2020 failed Spanish satellite project

SEOSat-Ingenio (short for Spanish Earth Observation Satellite-Ingenio), was a Spanish project to produce a satellite capable of providing wide-field imagery (230 frames a day, 60 km × 60 km) ensuring a repeat cycle of 38 days at 2.5 metre panchromatic resolution and 10 metre colour resolution, from a Sun-synchronous polar orbit; it was Spain's first optical imaging satellite. The satellite was part of the Spanish Earth Observation Satellite program. The mission was funded by Spain's Centre for the Development of Industrial Technology (CDTI). SEOSat-Ingenio information was to be used by various Spanish civil, institutional or government users. However, under the Copernicus Programme of the European Union, it was also accessible to other European users, as well as to the Group on Earth observation of the Global Observing System of Earth.

== Overview ==
The prime contractor was Airbus Defence and Space, Spain and some parts of the satellite was built by Thales Alenia Space. Spacecraft construction was completed in 2019. The primary payload was a pushbroom imager composed of a Multispectral Imager and a Panchromatic Imager.

Three Complementary Scientific Payloads were initially scheduled to be on board: SENSOSOL, The Two Towers (TTT) and Ultraviolet and Visible Atmospheric Sounder (UVAS). However, in July 2019, Airbus and CDTI confirmed that both TTT and UVAS instruments had lost their flight opportunity.

It was originally projected to launch in 2017; launch vehicle candidates included Vega, Rockot, and PSLV. On 17 May 2019, ESA and Arianespace signed a contract to launch SEOSat-Ingenio on a Vega rocket (VV17) from Centre Spatial Guyanais in 2020.

== Spacecraft ==
The first test images of SEOSat-Ingenio were to be downlinked within two to three weeks of launch. The satellite was to be fully operational by April 2021. The SEOSat-Ingenio project cost around 200 million euros, or US$236 million.

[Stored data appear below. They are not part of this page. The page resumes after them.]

PR #1, opened 2019-07-05
Completed Day 4 - Please Review

bharatreddypothireddy:
Used recursive binary search approach to find the minimum element in a sorted rotated array.

### DIFF
--- a/MinimumRSA.java
+++ b/MinimumRSA.java
@@ -1,0 +1,37 @@
+public class MinimumRSA {
+    public int findMin(int[] nums) {
+        return search(nums,0,nums.length-1);
+    }
+    public int search(int[] nums,int start,int end){
+        if(start>end)
+            return -1;
+        int mid = start+(end-start)/2;
+        if(nums[mid]<=nums[start]&& nums[mid]<=nums[end]){
+            if(end-start<=2)
+                return nums[mid];
+            else{
+                start = start+1;
+                end = end - 1;
+                return search(nums,start,end);
+            }
+        }
+
+        if(nums[mid]>=nums[start] ){
+            if(nums[mid]>=nums[end])
+                start = mid+1;
+            else
+                end = mid-1;
+        }else{
+            if(nums[mid]<=nums[end])
+                end = mid-1;
+            else
+                start = mid+1;
+        }
+        return search(nums,start,end);
+    }
+    public static void main(String[] args) {
+        MinimumRSA obj = new MinimumRSA();
+        int[] x = new int[]{4,5,1,2,3};
+        System.out.println(obj.findMin(x));
+    }
+}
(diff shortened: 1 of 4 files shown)


MinimumRSA.java
```diff
@@ -0,0 +1,37 @@
...
+            else
+                start = mid+1;
+        }
+        return search(nums,start,end);
+    }
+    public static void main(String[] args) {
+        MinimumRSA obj = new MinimumRSA();
+        int[] x = new int[]{4,5,1,2,3};
+        System.out.println(obj.findMin(x));
+    }
```
super30admin: Check it for the test case [1,2].

MinimumRSA.java
```diff
@@ -0,0 +1,37 @@
...
+        if(start>end)
+            return -1;
+        int mid = start+(end-start)/2;
+        if(nums[mid]<=nums[start]&& nums[mid]<=nums[end]){
+            if(end-start<=2)
+                return nums[mid];
+            else{
+                start = start+1;
+                end = end - 1;
+                return search(nums,start,end);
```
super30admin: Can you do this iteratively? Which solution is better recursive or iterative?

searchRange.java
```diff
@@ -0,0 +1,42 @@
...
+    }
+
+    public static void main(String[] args) {
+        searchRange obj = new searchRange();
+        int[] x = new int[]{5,7,7,8,8,10};
+        //System.out.println(x);
+        int[] y = obj.searchRange(x,8);
+        System.out.println(y[0]+"  "+y[1]);
+    }
+}
```
super30admin: Thats a perfect solution.
Cheers!!

PeakElement.java
```diff
@@ -0,0 +1,24 @@
...
+        if(start>end)
+            return -1;
+        int mid = start+(end-start)/2;
+        if((mid==0 || nums[mid]>nums[mid-1]) && (mid==nums.length-1 || nums[mid]>nums[mid+1]))
+            return mid;
+        if(mid>0 && nums[mid]<nums[mid-1])
+            return binarySearch(nums,start,mid-1);
+        else
+            return binarySearch(nums,mid+1,end);
+    }
```
super30admin: Thats a good Solution.
Well Done!!

MinimumRSA.java
bharatreddypothireddy: Works fine for the above test case

MinimumRSA.java
bharatreddypothireddy: Implemented using iterative approach (MinimumRSA2.java). 
In my opinion, both have the same time complexity. But if memory is limited iterative approach is better because for large arrays, using a recursive approach takes more space and may cause StackOverflow .

jaspindersingh83: Thats the great explain for iterative vs recursive approach Bharath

Another goal of the SEOSat-Ingenio project, which Spain's government kicked off in 2007, was to foster a growing Spanish space industry. About 80% of the spacecraft was manufactured in Spain, while previous Spanish government satellites were only about half-manufactured in Spain.

== Launch failure ==
SEOSat-Ingenio was launched from the Centre Spatial Guyanais at 01:52:20 UTC on 17 November 2020 alongside the TARANIS satellite. The flight was planned to deploy the satellites into 2 very slightly different Sun-synchronous orbits at roughly 670 km (starting 54 minutes until 102 minutes after liftoff), before the upper stage would have re-ignited to re-enter the Earth's atmosphere. However, the rocket failed after launch and the mission was lost. The exact cause was the first ignition of the engine of the Avum fourth stage, a deviation of trajectory was identified, entailing the loss of the mission. Arianespace traces cause of Vega launch failure to "human error". This was the Vega rocket's second failure in seventeen missions.